High N00N for random loss affecting quantum states?

Prof. John Jeffers

Loss (together with its evil twin decoherence) is the bane of quantum physics experiments. In quantum optics the random deletion of photons not only removes light but also ruins delicate quantum correlations. The ability to control loss would be useful.

A theoretical prediction made by John Jeffers in 2000 suggested that loss may not be so random after all. The phase of the optical mode matters. Thus a lossy optical medium can simultaneously be completely transparent to photons in the appropriate optical mode, but completely black to photons in another.

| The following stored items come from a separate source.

PR #273, opened 2022-03-22
KK-885 | Republish an event group

charn:
Event group can be republished if there are new unpublished events in the event group which are marked ready for event group publishing.


nikomakela (approved):
Good!

PR #274, opened 2022-03-31
 KK-892 KK-911 | Ticket QR code is valid for the whole day

charn:
This PR changes the QR code validation so that the ticket will appear to be valid for the whole day of the event occurrence.


nikomakela (approved):
Yes!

N00N states are quantum states that consist of N photons distributed over twin optical beams in a particular quantum way. All of the photons are in one beam, but which beam is not determined beforehand. The 2000 paper showed that these states of light are affected by loss in a nonlinear, nonrandom way depending on the phase difference between the two beams. For 2-photon N00N states it is possible to never absorb one photon, or definitely absorb one, depending on the phase. This removes a component of the randomness associated with loss. A measurement of the effect is reported in a recent paper in Physical Review Letters by John Jeffers and a team of researchers in the Optics Group at Glasgow University and the Extreme Light Group at Heriot-Watt University. The results could have significant applications in imaging.